PR #1645, opened 2016-09-18
WIP signal extraction interface

shoshber:
issue https://github.com/nipy/nipype/issues/1628


chrisfilo:
What's the justification for not using nilearn?

shoshber:
It's not a decision I made lightly. There are a few reasons:
1. It's too big a dependency for such a simple task (like @satra  mentioned). \
2. Also, nilearn worked really well for the simple case with a 3D label file, and even 4D label files with only two values, but I couldn't find a way to make it work for 4D label files with probabilities.
3. A well designed interface to work with 4D label files with floats, without nilearn, will work well, with minimal changes, to work with 3D label files.

Basically, I was thinking of 4D label files as a special case of 3D label files, but things are much clearer and work better if I think of 3D label files as a special case of 4D label files. Does all that make sense?

chrisfilo:
Nipype has many conditional dependencies that are not installed by default (for example dipy, nitime, and nipy). I think all @satra was suggesting is to treat nilearn the same way - not to stop using it.

Nilearn is not only well tested, but also (as far as I know) will handle resampling volumes if they happen to use different voxel sizes. It also has ways for extracting signals from classes defined with a single 3D image (where each class has a corresponding integer) as well as as a set of maps (where each class has a corresponding weight map). See http://nilearn.github.io/manipulating_images/masker_objects.html#extraction-of-signals-from-regions-niftilabelsmasker-niftimapsmasker for more details.

I would strongly recommend using nilearn.

chrisfilo:
It also provides hady functions for handling 4d volumes: http://nilearn.github.io/manipulating_images/manipulating_images.html#accessing-individual-volumes-in-4d-images

shoshber:
In that case, I'm somewhat confused as I did implement 4D label files using nilearn's NifitMapsMasker and it wasn't behaving the way I expected. This is what I had: https://github.com/nipy/nipype/compare/master...shoshber:partialvoluming?expand=1

chrisfilo:
How was it behaving?

chrisfilo:
It's probably because it is doing "least square regression" (see http://nilearn.github.io/modules/generated/nilearn.input_data.NiftiMapsMasker.html) using a model with all of the maps instead of calculating weighted mean from each map separately. You can do a little experiment and plot the output of NiftiMapsMasker (with no detrending or standardizing) when using **only one weight map** along a plot of timeseries you get using just the weighted mean. The plots should be similar and the time series should be highly correlated.

When I think about it the way nilearn handles signal extraction is actually better than simple weighted mean since it's only giving unique signal corresponding to each class. WDYT @oesteban @satra.
@GaelVaroquaux might chime in if he has time.

shoshber:
Ok--I thought we wanted weighted means. You also mentioned the possibility of allowing additional signal extraction functions (particularly PCA). I had a brief look at the nilearn source, and it doesn't look like the signal extraction function is intended to be customizable. The least-squares linear regression is baked in here: https://github.com/nilearn/nilearn/blob/b4ec94039a78faa4dc534c20c50b6d08519f4e38/nilearn/regions/signal_extraction.py#L266

Warning: extreme spitballing follows.

I think we could subclass NiftiMapsMasker and write a new _ExtractionFunctor but that seems like an abuse of nilearn's class structure. 

And/or we could add an optional lambda to NifitMapsMasker/_ExtractionFunctor/img_to_signals_maps (https://github.com/nilearn/nilearn/blob/b4ec94039a78faa4dc534c20c50b6d08519f4e38/nilearn/regions/signal_extraction.py#L198). But then we would need the approval of the nilearn folks.

Or maybe I'm missing something really basic and there's some python magick that would make this all really easy. I wonder if I can overload scipy.linalg.lstsq somehow.

chrisfilo:
Doing PCA to average signals over voxels would be nice to have in the future, but is not something we should focus on right now - especially if it means that we need to write a lot of custom code instead of reusing existing solutions. When it comes to needing PCA, it would be best to extend nilearn with this functionality if/when we need it (by send PR to nilearn). "Averaging" using PCA is also non trivial in the weighted case.

PS I would recommend you to play around with weighted mean and least square to get a better understanding of the two approaches.

shoshber:
I agree it would be best to extend nilearn for PCA in this case, and that it's not worth doing right at the moment.

I'll close this pull request and open one for the nilearn implementation--sorry for all the back and forth.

########

Give every part of the material again, exactly as written.

▶ Final answer:
PR #1645, opened 2016-09-18
WIP signal extraction interface

shoshber:
issue https://github.com/nipy/nipype/issues/1628


chrisfilo:
What's the justification for not using nilearn?

shoshber:
It's not a decision I made lightly. There are a few reasons:
1. It's too big a dependency for such a simple task (like @satra  mentioned). \
2. Also, nilearn worked really well for the simple case with a 3D label file, and even 4D label files with only two values, but I couldn't find a way to make it work for 4D label files with probabilities.
3. A well designed interface to work with 4D label files with floats, without nilearn, will work well, with minimal changes, to work with 3D label files.

Basically, I was thinking of 4D label files as a special case of 3D label files, but things are much clearer and work better if I think of 3D label files as a special case of 4D label files. Does all that make sense?

chrisfilo:
Nipype has many conditional dependencies that are not installed by default (for example dipy, nitime, and nipy). I think all @satra was suggesting is to treat nilearn the same way - not to stop using it.

Nilearn is not only well tested, but also (as far as I know) will handle resampling volumes if they happen to use different voxel sizes. It also has ways for extracting signals from classes defined with a single 3D image (where each class has a corresponding integer) as well as as a set of maps (where each class has a corresponding weight map). See http://nilearn.github.io/manipulating_images/masker_objects.html#extraction-of-signals-from-regions-niftilabelsmasker-niftimapsmasker for more details.

I would strongly recommend using nilearn.

chrisfilo:
It also provides hady functions for handling 4d volumes: http://nilearn.github.io/manipulating_images/manipulating_images.html#accessing-individual-volumes-in-4d-images

shoshber:
In that case, I'm somewhat confused as I did implement 4D label files using nilearn's NifitMapsMasker and it wasn't behaving the way I expected. This is what I had: https://github.com/nipy/nipype/compare/master...shoshber:partialvoluming?expand=1

chrisfilo:
How was it behaving?

chrisfilo:
It's probably because it is doing "least square regression" (see http://nilearn.github.io/modules/generated/nilearn.input_data.NiftiMapsMasker.html) using a model with all of the maps instead of calculating weighted mean from each map separately. You can do a little experiment and plot the output of NiftiMapsMasker (with no detrending or standardizing) when using **only one weight map** along a plot of timeseries you get using just the weighted mean. The plots should be similar and the time series should be highly correlated.

When I think about it the way nilearn handles signal extraction is actually better than simple weighted mean since it's only giving unique signal corresponding to each class. WDYT @oesteban @satra.
@GaelVaroquaux might chime in if he has time.

shoshber:
Ok--I thought we wanted weighted means. You also mentioned the possibility of allowing additional signal extraction functions (particularly PCA). I had a brief look at the nilearn source, and it doesn't look like the signal extraction function is intended to be customizable. The least-squares linear regression is baked in here: https://github.com/nilearn/nilearn/blob/b4ec94039a78faa4dc534c20c50b6d08519f4e38/nilearn/regions/signal_extraction.py#L266

Warning: extreme spitballing follows.

I think we could subclass NiftiMapsMasker and write a new _ExtractionFunctor but that seems like an abuse of nilearn's class structure. 

And/or we could add an optional lambda to NifitMapsMasker/_ExtractionFunctor/img_to_signals_maps (https://github.com/nilearn/nilearn/blob/b4ec94039a78faa4dc534c20c50b6d08519f4e38/nilearn/regions/signal_extraction.py#L198). But then we would need the approval of the nilearn folks.

Or maybe I'm missing something really basic and there's some python magick that would make this all really easy. I wonder if I can overload scipy.linalg.lstsq somehow.

chrisfilo:
Doing PCA to average signals over voxels would be nice to have in the future, but is not something we should focus on right now - especially if it means that we need to write a lot of custom code instead of reusing existing solutions. When it comes to needing PCA, it would be best to extend nilearn with this functionality if/when we need it (by send PR to nilearn). "Averaging" using PCA is also non trivial in the weighted case.

PS I would recommend you to play around with weighted mean and least square to get a better understanding of the two approaches.

shoshber:
I agree it would be best to extend nilearn for PCA in this case, and that it's not worth doing right at the moment.

I'll close this pull request and open one for the nilearn implementation--sorry for all the back and forth.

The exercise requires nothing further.